When the Irish animated film “The Secret of Kells” received a surprise Oscar nomination in 2010, GKids, the boutique distribution company that mounted a stealthy but mighty grass roots campaign on its behalf, had been around for only a little over a year.
Back then, the company’s entire operation consisted of two full-time employees and one part-timer. But this year, Hayao Miyazaki’s “The Boy and the Heron” became GKids’s 13th release in their 15-year history to receive a nomination from the Academy of Motion Picture Arts and Sciences for best animated feature. The hand-drawn movie has a real shot at winning and becoming the first GKids release to do so.
How has a small outfit focused on animation managed to have such an outsized effect in Hollywood?
Eric Beckman, a former music industry executive, founded GKids with the intent of redefining American audiences’ perception of animation as more than a children’s medium. At the time, family-friendly, computer-generated and stylistically similar studio productions had an even tighter stronghold on animation in the United States than they do today.

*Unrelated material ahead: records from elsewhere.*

Issue #11691, opened 2021-12-02
[telegram] Can't send message with underscore character


zolakk:
I noticed when trying to set up a rule to send telegram messages when my zwave devices drop offline, I was getting the error "Failed to send telegram message: Bad Request: can't parse entities: Can't find end of the entity starting at byte offset 182". I narrowed it down by counting the characters and then attempting to send a message with just an _ in it, which resulted in "Failed to send telegram message: Bad Request: can't parse entities: Can't find end of the entity starting at byte offset 0"

## Expected Behavior
The message should send without issue

## Current Behavior
Attempting to send a message with a _ (underscore) character gives the message  "Failed to send telegram message: Bad Request: can't parse entities: Can't find end of the entity starting at byte offset <character position of the _ character>". Appears to happen with the sendTelegram, sendTelegramQuery, and sendTelegramQuery actions

## Possible Solution
Internally escape the character before sending if it's an invalid character on the telegram API

## Steps to Reproduce (for Bugs)
This python script:
```
telegramAction = actions.get("telegram","<botThingID>")
telegramAction.sendTelegram("_")
telegramAction.sendTelegramQuery("_")
```
will produce these lines in the log:
```
2021-12-02 11:14:26.246 [WARN ] [gram.internal.action.TelegramActions] - Failed to send telegram message: Bad Request: can't parse entities: Can't find end of the entity starting at byte offset 0

2021-12-02 11:14:26.407 [WARN ] [gram.internal.action.TelegramActions] - Failed to send telegram message: Bad Request: can't parse entities: Can't find end of the entity starting at byte offset 0
```

## Context
I first noticed while trying to send a log snippet to my telegram with the text "COMMUNICATION_ERROR" in it but was failing with the above errors. I am able to work around that by replacing the underscore with a space but it would be good to not have to do that.

## Your Environment
* Version used: openHAB 3.2.0.M4
* Operating System and version (desktop or mobile, Windows 10, Raspbian Buster, ...): Docker on raspbian buster

lolodomo:
Closed by #13758

PR #13758, opened 2022-11-21
[Telegram] Can't send message with underscore character

clinique:
Escapes the "_" in the message. Solves issue #11691

### DIFF
--- a/bundles/org.openhab.binding.telegram/src/main/java/org/openhab/binding/telegram/internal/action/TelegramActions.java
+++ b/bundles/org.openhab.binding.telegram/src/main/java/org/openhab/binding/telegram/internal/action/TelegramActions.java
@@ -237,7 +237,8 @@ public class TelegramActions implements ThingActions {
         }
         TelegramHandler localHandler = handler;
         if (localHandler != null) {
-            SendMessage sendMessage = new SendMessage(chatId, message);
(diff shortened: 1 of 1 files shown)


lolodomo (approved):
LGTM

lolodomo:
@clinique : was it tested ?

clinique:
> @clinique : was it tested ?

Yes. I replicated the example presented in the issue.

mtzro2003:
Hi guys!

Implementing this breaks the formatting of the messages using `markdown` as the underscore means italic...
Of course, I could switch to using `HTML` in `parseMode`, but then `markdown` is not fully functional, so maybe it could be entirely removed from thing configuration.
Up until now, I escaped underscore (and other markdown characters) when sending telegrams with items names with a simple 
```
result.replace("_", "\\_").replace("*", "\\*").replace("[", "\\[").replace("`", "\\`")
```

lolodomo:
A new issue would have been better. Without, there is a good risk to "loose" your message.
Pinging @clinique.

RubenKona:
New implementation on 3.4 break original messages with "_". Before (3.3 and earlier, Windows 10) works perfectly with messages with underscores. Now always add extra characters, so, for example, URLs or user names and passwords on messages doesn't works anymore.

PR #13764, opened 2022-11-22
[jsscripting] Fix add-on name in feature/pom

florian-h05:
Working with the UI, I noticed that the JS Scripting addon there is actually called _JSScripting_ (without the space).
This PR should correct this.

### DIFF
--- a/bundles/org.openhab.automation.jsscripting/pom.xml
+++ b/bundles/org.openhab.automation.jsscripting/pom.xml
@@ -12,7 +12,7 @@
 
   <artifactId>org.openhab.automation.jsscripting</artifactId>
 
-  <name>openHAB Add-ons :: Bundles :: Automation :: JSScripting</name>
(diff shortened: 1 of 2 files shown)


lolodomo:
JS Scripting or JavaScript Scripting like defined in README title?

florian-h05:
I’d prefer JS Scripting, because it seems like JavaScript Scripting is too long for the add-on store of MainUI.

lolodomo:
Do you want to adjust README in consequence or not?

florian-h05:
I‘ve just checked using the Chrome dev tools with device simulation, JavaScript Scripting seems to work. I‘ll update this to use JavaScript Scripting as the name.

The thing I don‘t like with JS Scripting, is that is might not be clear for all which language is meant.

lolodomo (approved):

PR #13776, opened 2022-11-25
[knx] Remove obsolete public modifier in tests

Riggs333:
Since JUnit Jupiter test classes and methods do not need to be `public`.

It is recommended to omit the `public` modifier.
See https://junit.org/junit5/docs/current/user-guide/#writing-tests-classes-and-methods

> "Class and method visibility
> Test classes, test methods, and lifecycle methods are not required to be `public`, but they must not be `private`.
> 
> It is generally recommended to omit the `public` modifier for test classes, test methods, and lifecycle methods unless there is a technical reason for doing so (...)"

Signed-off-by: Thomas Traude <t-riggs@gmx.net>


jlaur (approved):
LGTM - thanks.

PR #13795, opened 2022-11-28
[evcc] Extend accepted types for commands & Handle quantity types of commands

florian-h05:
Should fix an issue on the forum, where a user sent a command of DecimalType, but the binding expected a QuantityType.
See https://community.openhab.org/t/evcc-binding-electric-vehicle-charging-control/135209/15.

## Description

- The accepted command types are extended for all channels if possible.
- If a command's type is not accepted, an Exception is now thrown.
- For QuantityType commands the command is converted to the required unit.
- Allows the evcc URL to end with a slash (in the past, this lead to failing commanding API requests).

## Testing

- I haven't been able to test, whether DecimalType commands work now, but they should (the code is really simple).
- But I was able to verify that the unit conversion is working correctly.


bundles/org.openhab.binding.evcc/src/main/java/org/openhab/binding/evcc/internal/EvccHandler.java
```diff
@@ -95,16 +95,27 @@ public void handleCommand(ChannelUID channelUID, Command command) {
                     case CHANNEL_LOADPOINT_MODE:
                         if (command instanceof StringType) {
                             evccAPI.setMode(loadpoint, command.toString());
+                        } else {
+                            throw new EvccException("Command has wrong type, StringType required!");
```
jlaur, line 99: Out of curiosity: Why throw exception here, which is caught locally within the same method, instead of controlling the flow by logging and returning? Throwing and handling exceptions is expensive.

bundles/org.openhab.binding.evcc/src/main/java/org/openhab/binding/evcc/internal/EvccHandler.java
```diff
@@ -129,27 +142,41 @@ public void handleCommand(ChannelUID channelUID, Command command) {
...
+                            evccAPI.setMaxCurrent(loadpoint, ((DecimalType) command).intValue());
+                        } else {
+                            throw new EvccException("Command has wrong type, QuantityType or DecimalType required!");
                         }
                         break;
                     default:
                         return;
                 }
-            } catch (EvccApiException e) {
+            } catch (EvccException e) {
```
jlaur, line 179: Should `refresh()` below be called when command is invalid?

jlaur (changes requested):
Thanks for the fix. Just two minor clarifying questions.

bundles/org.openhab.binding.evcc/src/main/java/org/openhab/binding/evcc/internal/EvccHandler.java
florian-h05: I first thought of logging, but then I thought, that exceptions are handled anyway, so let‘s throw an exception instead.
As you obviously prefer logging, I‘ll change that to logging,

bundles/org.openhab.binding.evcc/src/main/java/org/openhab/binding/evcc/internal/EvccHandler.java
florian-h05: Yes, because otherwise the Item would have a wrong state.
I don't know why the Item is auto updating on command, because I set the autoUpdatePolicy for the read-write channels to veto, but it does.

bundles/org.openhab.binding.evcc/src/main/java/org/openhab/binding/evcc/internal/EvccHandler.java
florian-h05: I've update the PR.

florian-h05:
@jlaur 
I addressed your review, please re-review.

jlaur (approved):
LGTM

PR #13801, opened 2022-11-29
[mqtt.espmilighthub] Use system channel types for color temp and brightness

### LINKED ISSUE #10096: [mqtt.espmilighthub] expose color temperature as Number in mireds
Right now color temperature is exposed as a Dimmer from 0-100. However, HomeKit integration requires the color temperature in mireds (from 50 to 400; aka 2500K to 20000K in kelvin). Conveniently, the underlying
MQTT data already exposes it in mireds (from 153 to 370; aka 2700K to 6500K in kelvin). It'd be great if the binding just exposed this directly, so I can hook it up to HomeKit and be done, instead of using rules.

As a wish list item, it'd be nice if there was also a channel that exposed the temperature as a Number in Kelvin (1,000,000 / mireds), since that makes more sense for say Basic UI. I'm currently using a transform service on the items state description, but that means the slider still shows 0-100 when you're adjusting it.

ccutrer:
closes #10096

also add absolute color temp channel. and remove level channel when we already have a color channel (you can link a DimmerItem to a color channel if your light doesn't happen to have color or you want direct control of brightness only for some reason)

Note that this _is_ a breaking change (brightness channel is no longer available on RGB or RGB+CCT bulbs in favor of linking Dimmer items to the color channel). My understanding is that this PR goes as is, then a separate PR is made to the -distro repo calling out the breaking changes? Do I need to handle anything of automatically pruning the extra channel from things that were created before this code existed?


Skinah:
Thank you for the contribution it will be great to have this feature. I think it would be best to wait until AFTER the STABLE build is released in 2-3 weeks before merging any breaking changes so they can be trialed in Milestone builds first. So I will make just a few quick comments now.

Yes a separate PR is made to the -distro repo calling out the breaking changes and you mark it with a label AWAITIN|G OTHER PR and give a brief description that it is waiting on this PR to be merged first.

"Do I need to handle anything of automatically pruning the extra channel from things that were created before this code existed?"
No but this is what you need to mention in the alert for the breaking change. In the file there will be other bindings that alert that you need to delete and re-create the THINGS so copy their text if you wish. For people that do texual config there is nothing that needs to be done, but for GUI users the thing must have a summery of the channels that it held back when the thing was created, so it is necessary to delete and re-add or you can get some very strange behavior that people will blame on the binding having a bug.

As for the breaking changes, do we really need to remove the level channel? What do you think of making it marked as ADVANCED so it is not presented to users and leaving it in place? There is also another way of marking a channel as hidden from memory (not well documented that this is there so I would have to hunt it down and confirm its not my bad memory) so it still works but cannot be seen even if the advanced box is ticked. Two alternative ways forward which I would lean towards the `advanced` method.

I do believe I liked the separate level channel as I also went to remove it once in the past. The reason was based on the color channel only sends a RGB/HSB command and this was causing the code to drop back to using the RGB leds when you wanted to stay on the WHITE leds. Your recent PR that is merged does solve this.

Skinah:
If removing the level channel depending on result of discussion of the above, the readme will need to be updated most likely it will be listed and described in there. 

Is there any other breaking changes? Does the slider change the colour temp the same way/direction, so rules and controls are not affected by the changes?

jlaur:
@Skinah, didn't read the code yet, but from your comments, this might be relevant (or not): #11668

Skinah:
Thanks for posting @jlaur was good to read that for my knowledge. I am hoping that the channel is not removed, as I suspect that it is still needed but I am open to be wrong as I often am. It has been a long time since I looked into this binding in depth and done tests. Also, I took a quick look and it appears to only be for a THING that you can prevent it from being listed in the UI, not sure if it is supported for channels to use `listed="false"`.
https://www.openhab.org/docs/developer/bindings/thing-xml.html#things

ccutrer:
> I do believe I like/d the separate level channel, as I also went to remove it once in the past and then had to put it back in. The reason was based on the color channel only sends a RGB/HSB command

No, it is completely unnecessary to have a dedicated level channel. To begin with, it is perfectly permissible to send a PercentType command to an HSBType item/channel. And in fact, the handler for this binding already treats them identically:

```java
            case CHANNEL_COLOUR:
            case CHANNEL_LEVEL:
                handleLevelColour(command);
                break;
```

It's also perfectly permissible to link a DimmerItem to an HSBType channel (analogous to linking a SwitchItem to a PercentType channel. Or even an HSBType channel). Also note that at least in BasicUI, the "up" and "down" buttons next to the color-picker already send PercentType.HUNDRED and PercentType.ZERO commands. If you want to explicitly treat it as the level, you would either link a DimmerItem to the color channel, or in your sitemap explicitly select a Slider control rather than the default or an explicit Colorpicker. Even if you leave it as a Colorpicker, the slider for brightness when drilling into the color will still send only PercentType commands, not full HSBType commands. Allowing you to "stay on white" if you're just wanting to dim the current white color temperature.

Skinah:
I have read the changes and am happy to have them merged as is, just please make changes to the readme to reflect the changes to the channels, and also we need to put the `Alert` in place for the breaking change/s as already mentioned. Lastly it may be necessary to re-run the mvn command to generate what is needed for doing translations, not sure if it is needed when they are system channels or the removed channels mean it is needed.

https://www.openhab.org/docs/developer/utils/i18n.html#generating-i18n-properties-file

Regarding your last post, I agree and know that the color channel can be used for PercentType and slider controls. I do not know where/why I had it in my head it was needed, but I can see no reason to keep it by reading the code there would be no difference.

lolodomo (dismissed):
LGTM, thank you

lolodomo:
Code LGTM but as @Skinah said, it remains to adjust README and i18n default translations.

ccutrer:
sorry it took me so long to get back to this. it was very low priority for me, and I had lots of other things I wanted to fix first. I updated the readme, and removed the now-unused translations. The breaking-change alert is pending in distro (https://github.com/openhab/openhab-distro/pull/1463). I rebased to resolve a trivial merge conflict in the README; no code changes through any of this.

ccutrer:
I just did a simple rebase with no merge conflicts to resolve CI failing on the copyright year line

bundles/org.openhab.binding.mqtt.espmilighthub/src/main/resources/OH-INF/update/instructions.xml
```diff
@@ -0,0 +1,83 @@
...
+	xmlns:update="https://openhab.org/schemas/update-description/v1.0.0"
+	xsi:schemaLocation="https://openhab.org/schemas/update-description/v1.0.0 https://openhab.org/schemas/update-description-1.0.0.xsd">
+
+	<thing-type uid="mqtt:rgb_cct">
+		<instruction-set targetVersion="1">
+			<remove-channel id="level"/>
+			<update-channel id="colorTemperature">
+				<type>system.color-temperature</type>
+			</update-channel>
+			<update-channel id="colourTemperatureAbs">
```
jlaur, line 12: This is a new channel, right? Should be `<add-channel>`.

Same below.

jlaur (changes requested):
Thanks for the update. I have added a few new comments.

bundles/org.openhab.binding.mqtt.espmilighthub/src/main/resources/OH-INF/update/instructions.xml
```diff
@@ -0,0 +1,83 @@
...
+	</thing-type>
+
+	<thing-type uid="mqtt:rgb">
+		<instruction-set targetVersion="1">
+			<remove-channel id="level"/>
+			<update-channel id="colour">
+				<type>system.color</type>
+			</update-channel>
+		</instruction-set>
+	</instruction-set>
```
jlaur, line 80:
```suggestion
```

bundles/org.openhab.binding.mqtt.espmilighthub/src/main/resources/OH-INF/update/instructions.xml
```diff
@@ -0,0 +1,83 @@
+<?xml version="1.0" encoding="UTF-8" standalone="yes" ?>
+<update:update-descriptions xmlns:xsi="http://www.w3.org/2001/XMLSchema-instance"
+	xmlns:update="https://openhab.org/schemas/update-description/v1.0.0"
+	xsi:schemaLocation="https://openhab.org/schemas/update-description/v1.0.0 https://openhab.org/schemas/update-description-1.0.0.xsd">
+
+	<thing-type uid="mqtt:rgb_cct">
+		<instruction-set targetVersion="1">
+			<remove-channel id="level"/>
+			<update-channel id="colorTemperature">
+				<type>system.color-temperature</type>
```
jlaur, line 10:
```suggestion
				<type>system:color-temperature</type>
```

Please check others. It might be worth verifying the file against the XSD after fixing these. I was checking because I was unsure if `update-channel`/`add-channel` can be freely mixed or had to be in specific order (add/update/remove) and found these issues.

I'm wondering if the upgrade actually worked despite these issues?

jlaur (changes requested):
Sorry, found some more issues.

lolodomo:
@ccutrer : it looks like there are not a lot of things to do to finish this PR. Could you take a look to @jlaur last comments ?

lolodomo:
@ccutrer : maybe it's a shame not to finish this PR ? You have just two comments from @jlaur to consider.

ccutrer:
It's not super important, so I'm okay with it slipping past 4.1. I was planning getting to it during the holiday break.

bundles/org.openhab.binding.mqtt.espmilighthub/src/main/resources/OH-INF/update/instructions.xml
ccutrer: I corrected the XML, the type references, ran the XML through a schema validator, and also recreated my things with the current main, then added with this PR, and confirmed my channels properly changed type on existing things.

ccutrer:
I had a few minutes this morning, so this is ready now.

lolodomo (approved):
LGTM, thank you

PR #230, opened 2015-01-20
Handle 'observation message packing: integer overflow' more gracefully

fnoble:
This error does happen very occasionally as reported here:
https://groups.google.com/d/msg/swiftnav-discuss/8bdngdOkXKM/lz_Ov7PEL7wJ

This error should be non-fatal. This patch just reports the error and drops the offending satellite from the observation message.

### DIFF
--- a/src/sbp_piksi.h
+++ b/src/sbp_piksi.h
@@ -160,7 +160,7 @@ void pack_obs_header(gps_time_t *t, u8 total, u8 count,
 void unpack_obs_content(msg_obs_content_t *msg,
   double *P, double *L, double *snr, u16 *lock_counter, u8 *prn);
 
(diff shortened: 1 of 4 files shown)


src/sbp_piksi.h
```diff
@@ -160,7 +160,7 @@ void pack_obs_header(gps_time_t *t, u8 total, u8 count,
 void unpack_obs_content(msg_obs_content_t *msg,
   double *P, double *L, double *snr, u16 *lock_counter, u8 *prn);
 
-void pack_obs_content(double P, double L, double snr, u16 lock_counter, u8 prn,
```
gsmcmullin: Maybe return bool and/or document return value.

GKids has since filled a precious gap by consistently releasing bold animated work from around the world. For more than a decade now, it has also been entrusted with the North American distribution of titles in the catalog of the revered Japanese animation house Studio Ghibli, maker of “The Boy and the Heron.”
Beckman started in animation in a roundabout way. He co-founded the New York International Children’s Film Festival in 1997 with Emily Shapiro, his wife at the time. While the festival was not strictly an animation showcase, it allowed Beckman to develop meaningful relationships with numerous animation companies, including Studio Ghibli.